ウクライナの停戦とは何なのかーー停戦と和平の境界と停戦の細分化
2025年4月14日

「合意」という言葉ではなく、戦場において実際に何が起きているかに着目する必要が従来以上に高まっている[3回目の会談を行ったプーチン大統領(右)とスティーブ・ウィトコフ米中東担当特使=2025年4月11日、ロシア・サンクトペテルブルク](C)AFP=時事
なぜいま停戦議論か
ウクライナの停戦に関する交渉や議論がさまざまにおこなわれている。停戦が実際に近づいているかについては疑問もあるものの、停戦を語り、停戦を目指すこと自体は広く受け入れられることになった。まずはこれ自体が大きな変化であることを強調する必要がある。

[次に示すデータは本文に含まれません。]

PR #40, opened 2018-10-06
Initialize rand.Seed to generate random MAC addresses

ingvagabund:
Once build, the actuator always generate the same MAC address for all machines.

Thus, the seed needs to be set to a value that produces different random sequence no matter when the MAC address is generated.

Based on https://stackoverflow.com/questions/12321133/golang-random-number-generator-how-to-seed-properly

2022年2月24日にはじまるロシアによるウクライナ全面侵攻の当初から、停戦は模索され続けてきた。ウクライナ政府自身も停戦の可能性を探り、本格的な交渉もおこなわれたものの、結局断念された。それは、ロシアの要求と、ウクライナが受け入れ可能なものとの間のギャップが大きすぎたからである。ロシアの求めたものが事実上の降伏だったとすれば、抵抗を続ける方がまだよいとウクライナが判断したのは、その時点では合理的だったはずである。短期決着だとすればウクライナの「敗北」、ロシアの「勝利」以外の結果になりえなかったからである。